### Functions of calculating Metrics

In [1]:
# The code of calculating metrics are from:
# https://github.com/rxn4chemistry/paragraph2actions/blob/main/src/paragraph2actions/analysis.py
# https://github.com/rxn4chemistry/paragraph2actions/blob/main/src/paragraph2actions/scripts/calculate_metrics.py

import os
import pandas as pd
from typing import Tuple, Sequence, List, Optional, Iterable, Any, Iterator, Callable
import textdistance
from nltk.translate.bleu_score import corpus_bleu
import matplotlib.pyplot as plt

def all_identical(sequence: Sequence[Any]) -> bool:
    return all(s == sequence[0] for s in sequence)


def highlight_differences(source_sentences: List[str], translations: Sequence[List[str]]) -> None:
    """
    Will highlight sentences that are translated differently by different models.

    Args:
        source_sentences: Sentences to translate (length: L)
        translations: Multiple lists of translations, depending on the number of translation models (size: n_models x L)
    """
    assert all(len(l) == len(source_sentences) for l in translations)

    for i, sentence in enumerate(source_sentences):
        sentence_translations = [t[i] for t in translations]

        if not all_identical(sentence_translations):
            print(f'Sample {i}: {sentence}')
            for model_no, s in enumerate(sentence_translations, 1):
                print(f'{model_no}) {s}')
            print()


def full_sentence_accuracy(truth: List[str], pred: List[str]) -> float:
    """
    Calculate the number of exact matches.
    """
    assert len(truth) == len(pred)

    correct_count = sum(int(t == p) for t, p in zip(truth, pred))
    return correct_count / len(truth)

def modified_bleu(truth: List[str], pred: List[str]) -> float:
    """
    Calculates the BLEU score of a translation, with a small modification in order not to penalize sentences
    with less than 4 words.

    Returns:
        value between 0 and 1.
    """
    
    references = [sentence.split() for sentence in truth]
    candidates = [sentence.split() for sentence in pred]
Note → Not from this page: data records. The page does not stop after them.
PR #217, opened 2019-11-06
Updated templates to fix tom_setup

dmcollom:
A couple of changes in development introduced breaking changes for tom_setup. This corrects those, and proactively updates the access method to the TNS API key to be consistent.


jfrostburke:
Tested by installing an out-of-the-box TOM using this branch, and it successfully fixes previous issues which occurred on the initial `./manage.py migrate`.

PR #223, opened 2019-11-19
New broker interface for the Gaia alerts system

rachel3834:
Interface to harvest alerts from the Gaia Alerts service:
http://gsaweb.ast.cam.ac.uk/alerts/alertsindex
packaged in the form of a TOM broker interface accessible through the browser-based UI, and incorporating the functionality developed by Lukasz Wyrzykowski's as a code hook.


dmcollom:
This looks great! I just have a few things:

1. Looks like it isn't passing style checks! It's just a few things, shouldn't be hard to fix.
2. You should definitely add the broker to `TOM_ALERT_CLASSES` in `alerts.py` so that it shows up by default in new TOMs.
3. You may consider renaming things to remove "alerts", such as `gaiaalerts.py` -> `gaia.py` and GaiaAlertBroker -> GaiaBroker. I understand that it's the official name, but we don't call them `MARSAlertBroker` or anything else, so matching consistency would be good.
4. This is definitely a personal decision, but it looks like a user can just submit nothing in the query params and get everything back (or rather, the first 20 results). You could, I believe, implement a `clean` on your query form that would allow you to do cross-field validation, if that were something you wanted.

rachel3834:
Thanks for the feedback!  I was wondering about how best to do that validation.  I think I've addressed all your points.

PR #238, opened 2020-01-24
Minor changes on ALeRCE Broker 

cvalenzu:
Cheking the ALeRCE broker plugin it was a bit outdated in the class taxonomy and with some queries, so I added some new features:

- Uses an API request to get the latest taxonomy for each classifier.
- Added relative date in hours instead of a fixed date (useful for early SN discovery)
- Sort the results by number of detections or probabilities.
- Give a maximum amount of retrieved pages to have a faster response time. 

image

It was passing all the code styles rules, don't know if the travis tests are passing.

Cheers~
Camilo.

### DIFF
--- a/tom_alerts/brokers/alerce.py
+++ b/tom_alerts/brokers/alerce.py
@@ -18,7 +18,7 @@ SORT_CHOICES = [("nobs", "Number Of Epochs"),
                 ("pclassearly", "Early Probability")]
 
 PAGES_CHOICES = [
-    (i, i) for i in [5, 1, 10, 15]
+    (i, i) for i in [1, 5, 10, 15]
 ]
 
 RECORDS_CHOICES = [
--- a/tom_alerts/brokers/alerce.py
+++ b/tom_alerts/brokers/alerce.py
@@ -3,25 +3,43 @@ import requests
 from django import forms
 from crispy_forms.layout import Layout, Div, Fieldset
 from astropy.time import Time, TimezoneInfo
+import datetime
 
 from tom_alerts.alerts import GenericQueryForm, GenericBroker, GenericAlert
 from tom_targets.models import Target
 
-ALERCE_URL = 'http://alerce.online'
-ALERCE_SEARCH_URL = 'http://ztf.alerce.online/query'
+ALERCE_URL = 'https://alerce.online'
+ALERCE_SEARCH_URL = 'https://ztf.alerce.online/query'
+ALERCE_CLASSES_URL = 'https://ztf.alerce.online/get_current_classes'
 
-RF_CLASSIFIERS = [(None, "None")] + [(k, k) for k in ["CEPH", "DSCT", "EB", "LPV", "RRL", "SNe", "Other"]]
-STAMP_CLASSIFIERS = [(None, "None")] + [(k, k) for k in ["AGN", "SN", "VS", "asteroid", "bogus"]]
+SORT_CHOICES = [("nobs", "Number Of Epochs"),
+                ("lastmjd", "Last Detection"),
+                ("pclassrf", "Late Probability"),
+                ("pclassearly", "Early Probability")]
+
+PAGES_CHOICES = [
+    (i, i) for i in [5, 1, 10, 15]
+]
+
+RECORDS_CHOICES = [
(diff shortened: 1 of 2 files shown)


tom_alerts/brokers/alerce.py
```diff
@@ -43,31 +61,69 @@ class ALeRCEQueryForm(GenericQueryForm):
...
+        required=False,
+        label='Relative date of object discovery.',
+        widget=forms.TextInput(attrs={'placeholder': 'Hours'})
+    )
+    sort_by = forms.ChoiceField(
+            choices=SORT_CHOICES,
+            required=False,
+            label='Sort By'
+    )
+    max_pages = forms.TypedChoiceField(
```
dmcollom: This is reeeeeally nitpicky, but if you add `initial=5` to the TypedChoiceField, it will default to 5 and the list will be in order.

tom_alerts/brokers/alerce.py
```diff
@@ -213,6 +348,6 @@ def to_generic_alert(self, alert):
             name=alert['oid'],
             ra=alert['meanra'],
```
dmcollom: I realize you didn't touch this and this was my code, but I'm curious about the meanra/meandec items. It looks like some 2018 objects come back with meanra/meandec, but the ZTF19 objects don't have that data. Is that an API change? While it isn't 100% necessary, it'd be nice to be able to populate the results table if we can.

tom_alerts/brokers/alerce.py
cvalenzu: The max of 5 pages its more a practical thing, there are queries you can make that will return thousands pages and will take a lot of time.

Sorting them out and giving the `records_per_page*max_pages` as the maximum records its a better strategy to retrieve useful ztf objects.

tom_alerts/brokers/alerce.py
cvalenzu: The `meanra `and `meandec` are the aggregated `ra` and `dec` for an object, there must be in every record on the API, if there those fields aren't filled maybe is more a bug on our pipeline rather than a problem on the API.

If you have some examples would be really helpful if you can share them with us.

tom_alerts/brokers/alerce.py
dmcollom: Sorry, what I mean to say is, the list of choices for the TypedChoiceField, as defined on line 21, is ordered [5, 1, 10, 15], presumably to make 5 the default, which I think is just fine. This order is also reflected in the dropdown on the UI.

If you add the `initial` kwarg to the TypedChoiceField, you can put them in numerical order while still showing 5 as the initial value.

Completely on board with 5 pages being the default max--it's a very practical decision.

tom_alerts/brokers/alerce.py
dmcollom: Of course! So the test query I ran when I pulled down your branch was simply Early Classifier SN, Probability 0.9, 20 records per page, 5 pages.

On the first page, there are five ZTF18 candidates, and 15 ZTF19 candidates. 3/5 of the ZTF18 candidates has a meanra and meandec, and none of the ZTF19 candidates have either.

One of the ZTF18 candidates with meanra/meandec is ZTF18aauselm.
One of the ZTF18 candidates without meanra/meandec is ZTF18aclbfow.
One of the ZTF19 candidates without meanra/meandec is ZTF19acekhzt.

I briefly looked at the response to see if the TOM module I wrote just isn't processing them properly, but I figured I'd check with you about a possible API change in the past that I missed before I went digging.

tom_alerts/brokers/alerce.py
cvalenzu: I've pushed a new commit changing that, was doing some tests and forgot to change them.

tom_alerts/brokers/alerce.py
cvalenzu: We check those objects and was a problem with the pipeline, its not an issue with the TOM or the API.
We will try to fix it ASAP, thanks for finding the bug we missed them.

dmcollom: Awesome! This all looks great, I'll get it merged and it'll be in the next release.

PR #250, opened 2020-02-13
Updated formula for cone search, modified everything to use radians

dmcollom:


dmcollom:
Fixed the tests and made them more applicable, also updated the search itself to be preceded by a square search to improve performance.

    # BLEU penalizes sentences with only one word. Even correct translations get a score of zero.
    references = [r + max(0, 4 - len(r)) * [''] for r in references]
    candidates = [c + max(0, 4 - len(c)) * [''] for c in candidates]

    # references must have a larger depth because it supports multiple choices
    refs = [[r] for r in references]
    return corpus_bleu(refs, candidates)


def original_bleu(truth: List[str], pred: List[str]) -> float:
    """
    Calculates the BLEU score of a translation, with the original function from nltk.

    Returns:
        value between 0 and 1.
    """
    references = [sentence.split() for sentence in truth]
    candidates = [sentence.split() for sentence in pred]
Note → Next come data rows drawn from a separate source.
PR #413, opened 2021-02-02
update TNS URL

griffin-h:
The Transient Name Server recently migrated their server to AWS, and now they have a new URL. See https://www.wis-tns.org/content/tns-newsfeed#comment-wrapper-20280 for more details.

I updated all instances of the wis-tns.weizmann.ac.il URL to www.wis-tns.org throughout the package.

### DIFF
--- a/tom_alerts/brokers/tns.py
+++ b/tom_alerts/brokers/tns.py
@@ -7,8 +7,9 @@ from datetime import datetime, timedelta
 from crispy_forms.layout import Layout, Div, Fieldset
 
 
-tns_search_url = 'https://www.wis-tns.org/api/get/search'
-tns_object_url = 'https://www.wis-tns.org/api/get/object'
+TNS_BASE_URL = 'https://www.wis-tns.org/'
+TNS_OBJECT_URL = f'{TNS_BASE_URL}api/get/object'
+TNS_SEARCH_URL = f'{TNS_BASE_URL}api/get/search'
 
 
 class TNSForm(GenericQueryForm):
@@ -102,7 +103,7 @@ class TNSBroker(GenericBroker):
                 'public_timestamp': public_timestamp,
             })
          }
-        response = requests.post(tns_search_url, data)
+        response = requests.post(TNS_SEARCH_URL, data)
         response.raise_for_status()
         transients = response.json()
         alerts = []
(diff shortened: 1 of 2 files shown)


tom_alerts/brokers/tns.py
```diff
@@ -7,8 +7,8 @@
 from crispy_forms.layout import Layout, Div, Fieldset
 
 
-tns_search_url = 'https://wis-tns.weizmann.ac.il/api/get/search'
-tns_object_url = 'https://wis-tns.weizmann.ac.il/api/get/object'
+tns_search_url = 'https://www.wis-tns.org/api/get/search'
```
dmcollom, line 10: So, ideally, to avoid code duplication, this would look a little more like this:

```
TNS_BASE_URL = 'https://www.wis-tns.org/'
TNS_OBJECT_URL = f'{TNS_BASE_URL}api/get/object'
TNS_SEARCH_URL = f'{TNS_BASE_URL}api/get/search'
```

This way, it only need to be changed in one place in the future. Constants in all caps is also Python convention.

tom_alerts/brokers/tns.py
```diff
@@ -138,7 +138,7 @@ def fetch_alerts(cls, parameters):
     def to_generic_alert(cls, alert):
         return GenericAlert(
             timestamp=alert['discoverydate'],
-            url='https://wis-tns.weizmann.ac.il/object/' + alert['objname'],
+            url='https://www.wis-tns.org/object/' + alert['objname'],
```
dmcollom, line 141: Just out of curiosity, because I don't have a TNS API key to test this, is this the correct URL? The object url listed above is at `/api/get/object/`--just want to be sure.

dmcollom (changes requested):
Thanks for noticing this and correcting it! Just looking for a quick stylistic change.

Also, are you having any issues using the module? I tried to make the base url change a while back, and (with a borrowed API key) wasn't able to successfully make any queries.

tom_alerts/brokers/tns.py
griffin-h: Yes I think the idea here was to have the alert URL go to a human-readable page, rather than the API. For example, https://www.wis-tns.org/object/2020mot.

tom_alerts/brokers/tns.py
griffin-h: Sounds good. I was just updating what was already there (which apparently I also wrote, so no wonder it's bad style), but I've fixed this now.

griffin-h:
> Also, are you having any issues using the module? I tried to make the base url change a while back, and (with a borrowed API key) wasn't able to successfully make any queries.

It seems to work for me, but maybe someone in the supernova group there can confirm?

dmcollom (approved):

PR #414, opened 2021-02-02
use energy flux in SpectrumSerializer

griffin-h:
Currently the `SpectrumSerializer` stores spectra in the form of `photon_flux` (units of photons/s/cm^2/Å or similar). As far as I know, almost all optical and infrared astronomers use energy flux (units of erg/s/cm^2/Å or similar), including the `SpectroscopyProcessor.DEFAULT_FLUX_CONSTANT`. When it deserializes, it stores the photon flux as the `flux` of the new `Spectrum1D` object. That means that the `Spectrum1D` object does not survive the round-trip of `serialize` and `deserialize`.

Was there some reason for using photon flux in the first place? If not, I would suggest simply storing the `flux` attribute of the `Spectrum1D` object, which will have whatever units are input by the user. This should avoid confusion.


griffin-h:
I hope @cmccully will check that I'm not totally crazy here!

dmcollom:
I'm gonna let @cmccully handle this one but I will mention that the tests are currently failing--those will need to pass for this PR to be approved.

cmccully:
It looks like we need to rename "photon_flux" in the tests as well to get them to pass.

griffin-h:
> It looks like we need to rename "photon_flux" in the tests as well to get them to pass.

Done.

griffin-h:
I'll also mention that there should probably be some warning to users about this. If anyone has uploaded a spectrum to their TOM before, this is a potentially breaking change.

dmcollom:
So I'm going to merge this, and then open a PR for a migration script that will correct the data for TOMs that have been using this code. Hopefully a release early next week.

PR #416, opened 2021-02-08
Feature/convert to jsonfield

dmcollom:


phycodurus (approved):
we might think about adding type hints as we go along

phycodurus (approved):

PR #430, opened 2021-03-05
Feature/user registration

dmcollom:
This pull request breaks out user list into a few template tags in order to support `tom_registration` and includes documentation to support the new app. It also includes a few documentation updates that I noticed along the way.


phycodurus (approved):
I deleted `tom_common/templates/auth/partials/active_users_list.html`

PR #437, opened 2021-03-11
Feature/cancel obs api

dmcollom:
Added cancel API endpoint and added groups support to observation submission.


phycodurus (approved):
Nice release notes

PR #442, opened 2021-03-29
Added check to exclude spectra that don't need conversions

dmcollom:


phycodurus (approved):
Please, please add some context. I don't think anyone will read this migration code, but if they do, they're not going to have a clue.

PR #468, opened 2021-06-25
Add test for broker module import failure

cjoldelo:
All the proposed additions for MuSCAT support, as well as miscellaneous additions for comment.


dmcollom:
> @dmcollom When I run this test code, it returns the correct import error but still returns the test as failed. This morning you mentioned creating a fake response for the code to return; do I need to do that?
> Unittest mock traceback ex: https://docs.python.org/3/library/unittest.mock.html#quick-guide

@cjoldelo You're going to want to use [assertRaises()](https://docs.python.org/3/library/unittest.html#unittest.TestCase.assertRaises) within another context manager. Essentially, this will fail the test *unless* an exception is raised.

dmcollom:
> @dmcollom I saw that my commit from a few days ago failed a publish_coverage test with the exception:
> 'coveralls.exception.CoverallsException: Running on Github Actions but GITHUB_TOKEN is not set. Add "env: GITHUB_TOKEN: ${{ secrets.GITHUB_TOKEN }}" to your step config.'
> How can I resolve this exception?
> Thanks!

So (I believe) this is happening because your repo is a fork of ``tom_base``, and you need to set a Github secret value with the correct token. I will send you the token via Slack, and you should set the proper secret in your forked repo.

cjoldelo:
@dmcollom This Pull Request is ready for review!

test_attempt.py
```diff
@@ -0,0 +1,38 @@
+import unittest
```
dmcollom, line 1: In general, this test should live in `tom_base/tom_alerts/tests/tests.py`, and grouped in a more appropriate spot there, rather than just living on its own.

test_attempt.py
```diff
@@ -0,0 +1,38 @@
...
+from django.urls import reverse
+
+from tom_alerts.alerts import GenericBroker, GenericQueryForm, GenericUpstreamSubmissionForm, GenericAlert
+from tom_alerts.alerts import get_service_class
+from tom_alerts.exceptions import AlertSubmissionException
+from tom_alerts.models import BrokerQuery
+from tom_observations.models import ObservationRecord
+from tom_targets.models import Target
+
+# env: GITHUB_TOKEN: ${{ secrets.GITHUB_TOKEN }}
```
dmcollom, line 22: This should be removed.

test_attempt.py
```diff
@@ -0,0 +1,38 @@
...
+
+# Test alert data. Normally this would come from a remote source.
```
dmcollom, line 24: If this test data isn't used, it should also be removed.

test_attempt.py
```diff
@@ -0,0 +1,38 @@
...
+    {'id': 1, 'name': 'Tatooine', 'timestamp': '2019-07-01', 'ra': 32, 'dec': -20, 'mag': 8, 'score': 20},
+    {'id': 2, 'name': 'Hoth', 'timestamp': '2019-07-02', 'ra': 66, 'dec': 50, 'mag': 3, 'score': 66},
+]
+
+class TestModuleImport(TestCase):
+
+#Failure to import module
+    def test_import_invalid_mod(self):
+        with self.subTest('Test that an invalid import returns an import error.'):
+            with patch('tom_observations.api_views.get_service_class') as mock_get_service_class:
```
dmcollom, line 35: I'm a little unsure that this is testing the proper item. You're intending to test `tom_alerts.brokers.broker.get_service_class`, but this is patching `tom_observations.api_views.get_service_class`. This looks like a copy/paste job that should be corrected, and ensured to be testing the correct item.

test_attempt.py
```diff
@@ -0,0 +1,38 @@
...
+
+# Test alert data. Normally this would come from a remote source.
+test_alerts = [
+    {'id': 1, 'name': 'Tatooine', 'timestamp': '2019-07-01', 'ra': 32, 'dec': -20, 'mag': 8, 'score': 20},
+    {'id': 2, 'name': 'Hoth', 'timestamp': '2019-07-02', 'ra': 66, 'dec': 50, 'mag': 3, 'score': 66},
+]
+
+class TestModuleImport(TestCase):
+
+#Failure to import module
```
dmcollom, line 32: So with tests, the proper way to comment is to put a string under the method signature, and then the test description will print out to console during a verbose run. For example in this case:

```python
def test_import_invalid_mod(self):
    """Test that attempting to import a nonexistent broker module raises an ImportError"""
    ...
```

Also, a couple _really_ nitpicky notes on that:
- Comments should be at the same depth as what they're commenting--so this one, which will ultimately be replaced by the string below the signature, would normally be indented to match `def test_import_valid_mod`
- Comments need a space between the octothorpe and the comment itself

test_attempt.py
```diff
@@ -0,0 +1,38 @@
...
+
+# env: GITHUB_TOKEN: ${{ secrets.GITHUB_TOKEN }}
+
+# Test alert data. Normally this would come from a remote source.
+test_alerts = [
+    {'id': 1, 'name': 'Tatooine', 'timestamp': '2019-07-01', 'ra': 32, 'dec': -20, 'mag': 8, 'score': 20},
+    {'id': 2, 'name': 'Hoth', 'timestamp': '2019-07-02', 'ra': 66, 'dec': 50, 'mag': 3, 'score': 66},
+]
+
+class TestModuleImport(TestCase):
```
dmcollom, line 30: As kinda stated above, this should probably be consolidated with a more appropriate test class.

test_attempt.py
```diff
@@ -0,0 +1,38 @@
...
+
+#Failure to import module
+    def test_import_invalid_mod(self):
+        with self.subTest('Test that an invalid import returns an import error.'):
+            with patch('tom_observations.api_views.get_service_class') as mock_get_service_class:
+                mock_get_service_class.side_effect = ImportError('Import failed. Did you provide the correct path?')
+                with self.assertRaises(ImportError):
+                    mock_get_service_class()
```
dmcollom, line 38: Can you clarify what we're trying to test here, again? Because what it looks like is that you're creating a mock object, telling it to raise an Exception, and then calling it and making sure it raises the Exception. It doesn't look like this ever calls any real TOM Toolkit code, so it isn't really testing anything.

dmcollom (changes requested):

test_attempt.py
cjoldelo: You're right that this is an incorrect copy/paste, though I don't even remember where I got the example from. It should be tom_alerts.alerts.get_service_classes, which I will change.

test_attempt.py
cjoldelo: This is for two specific lines of code in the get_service_classes function in tom_alerts.alerts that Coveralls said wasn't tested. I thought I would start small for the unit testing. The lines of code are:
except (ImportError, AttributeError):
[indent] raise ImportError(f'Could not import {service}. Did you provide the correct path?')
I thought that in order to test the code, you just had to create an ImportError and see that the code returned what you told it to. Does the mocking mean that I worked around the problem rather than testing the actual code?

dmcollom: Yeah, you did more or less work around the problem and not test the code. I think the patch line you copied is the one I used as an example.

If [this](https://coveralls.io/builds/40896872/source?filename=tom_alerts%2Falerts.py#L49) is the line of code you're testing, then you'd want to trigger [this line](https://coveralls.io/builds/40896872/source?filename=tom_alerts%2Falerts.py#L47) to raise the `ImportError`, and so I believe your patch should actually be `with patch('tom_alerts.alerts.import_module') as mock_import_module`, with the appropriate changes due to the variable renaming.

Something else you could do to enhance this is to add another subtest that raises an `AttributeError` instead, to ensure that it gets triggered in both cases. Also, you may consider testing that the message is what you expect, by passing a `msg` kwarg as shown [in the docs](https://docs.python.org/3/library/unittest.html#unittest.TestCase.assertRaisesRegex). That will ensure that you're actually getting into the code as expected.

cjoldelo: Alright, I'll do my best to get to this tomorrow. Thank you, and sorry for all the hassle!

tom_alerts/tests/tests.py
```diff
@@ -101,6 +101,25 @@ def test_to_generic_alert(self):
     def test_to_target(self):
         target, _, _ = TestBroker().to_generic_alert(test_alerts[0]).to_target()
         self.assertEqual(target.name, test_alerts[0]['name'])
+        
+
+@override_settings(TOM_ALERT_CLASSES=['tom_alerts.fake_broker'])
```
cjoldelo, line 106: @dmcollom Let me know how you feel about the placement/if you have any more comments!

dmcollom: That looks like a fine spot--I would just rename the class to ``TestAlertModule`` and the test itself to ``test_get_service_classes_import_error``, as those are more descriptive and closer to what's actually being tested. Otherwise, I think this can be un-drafted.

dmcollom: Ah, there are a couple of linting things to be fixed, as well.

cjoldelo: @dmcollom I think it should pass the lint now. I'm having trouble running the tests in tom_base on my own machine; something about the line endings in Windows and Unix not being the same. I'm looking into it now, but apologies in advance if the code still doesn't pass the lint.

cjoldelo: I'm also still getting the Report Coverage issue from before, though I put in the Coveralls Repo Token you sent me: "Running on GitHub Actions but GITHUB_TOKEN is not set. Add GITHUB_TOKEN to your step config." Is this something to be concerned about?

dmcollom (approved):

PR #472, opened 2021-07-14
add visibility and moon separation functions and tests

cjoldelo:
Comments/suggestions welcome! This pull request is meant to add visibility and moon separation functions, plus their associated tests, to the tom. Feel free to suggest file or function name changes as well as code suggestions.


tom_observations/moon_separation.py
```diff
@@ -0,0 +1,61 @@
...
+    """
+    Determines the min and max separations of the target object and the moon over a full
+    observing night at the desired observatory. If it registers <15 degree separation at
+    minimum, it prints a warning that the target object is too close to the moon.
+    If it registers a <15 degree separation at maximum, the observation request is rejected.
+    """
+    try:
+        coords = SkyCoord(ra*u.deg, dec*u.deg, frame='icrs')
+
+        try:
```
cjoldelo, line 21: @dmcollom the goal of these 4 lines (21-24) is to check if the target is listed in the Sesame Name Resolver (SIMBAD + Ned + Vizier), since those coordinates tend to be slightly more accurate. If the target is not listed, the code simply creates a FixedTarget object from the given coordinates and name. However, the Style Checks in the lint seem to take issue with these lines, since only one 'target' definition is ever used at a time (error code line 24, "local variable 'target' is assigned to but never used"). Any suggestions on how to resolve this?

cjoldelo: Never mind! Turns out I've changed this code so much that I never end up using 'target,' so I'll just take it out. Thanks anyway!

dmcollom:
I'm wondering what the specific use case is for the two primary functions here, `all_night_moon_sep()` and `calculate_visibility`. The Toolkit already has a couple of utilities that are similar, if not identical:

`get_sidereal_visibility()` is used to get all visibilities at all eligible sites in the Toolkit: https://github.com/TOMToolkit/tom_base/blob/48c51ab577dc9ee335def7a18ac241bf242e1da8/tom_observations/utils.py#L13

`moon_distance()` renders a plot of moon distance: https://github.com/TOMToolkit/tom_base/blob/48c51ab577dc9ee335def7a18ac241bf242e1da8/tom_targets/templatetags/targets_extras.py#L125

Now, I recognize that these functions are a little less convenient to call than what you wrote, but it's not clear to me how yours are being used. I'm certainly open to doing some refactoring of the existing functions to make them more flexible or usable, but can you let me know where the shortcomings are that necessitate this PR?

rachel3834:
I think we should be careful to distinguish between the Toolkit's
implementation and the code Claire has developed which was designed to
implement the microlensing science use-case specifically.  The refactoring
here was implemented in a way that makes it easier to use the visibility
and lunar separation data for target selection and observation request
design in the management command that runs our observing program
automatically.   As opposed to the current Toolkit implementation which is
geared towards interactions through the UI.

dmcollom:
> I think we should be careful to distinguish between the Toolkit's implementation and the code Claire has developed which was designed to implement the microlensing science use-case specifically. The refactoring here was implemented in a way that makes it easier to use the visibility and lunar separation data for target selection and observation request design in the management command that runs our observing program automatically. As opposed to the current Toolkit implementation which is geared towards interactions through the UI.

Well, yes, I understand that, which is why I was hoping to clarify the use case and discuss a potential refactor. I would not consider Claire's work to be "refactoring" as you say, but I think it can/should be made into a refactor. Both the existing and new functionality should both use shared functions that calculate visibility and moon distance, rather than introducing potentially duplicate code that now has to be maintained in the future. I think what Claire has put forth here is fine code for what MOP needs, but I do not believe it should be considered for the base Toolkit unless there's a significant refactor to unify the functionality that it duplicates.

rachel3834:
Sure, that's fine - let's talk over the refactoring at the TOM meeting
tomorrow.

dmcollom:
Closed this as it has been determined that we need to think about this quite a bit more.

    # references must have a larger depth because it supports multiple choices
    refs = [[r] for r in references]
    return corpus_bleu(refs, candidates)


def bleu2(truth, pred):
    references = [sentence.split() for sentence in truth]
    candidates = [sentence.split() for sentence in pred]
    refs = [[r] for r in references]
    bleu2 = corpus_bleu(refs, candidates, weights=(.5, .5))
    return bleu2


def levenshtein_similarity(truth: List[str], pred: List[str]) -> float:
    assert len(truth) == len(pred)
    scores = (textdistance.levenshtein.normalized_similarity(t, p) for t, p in zip(truth, pred))
    return sum(scores) / len(truth)


def partial_accuracy(truth: List[str], pred: List[str], threshold: float) -> float:
    """
    Calculates the accuracy from the fraction of sentences that have a similarity to the
    ground truth higher than a given threshold.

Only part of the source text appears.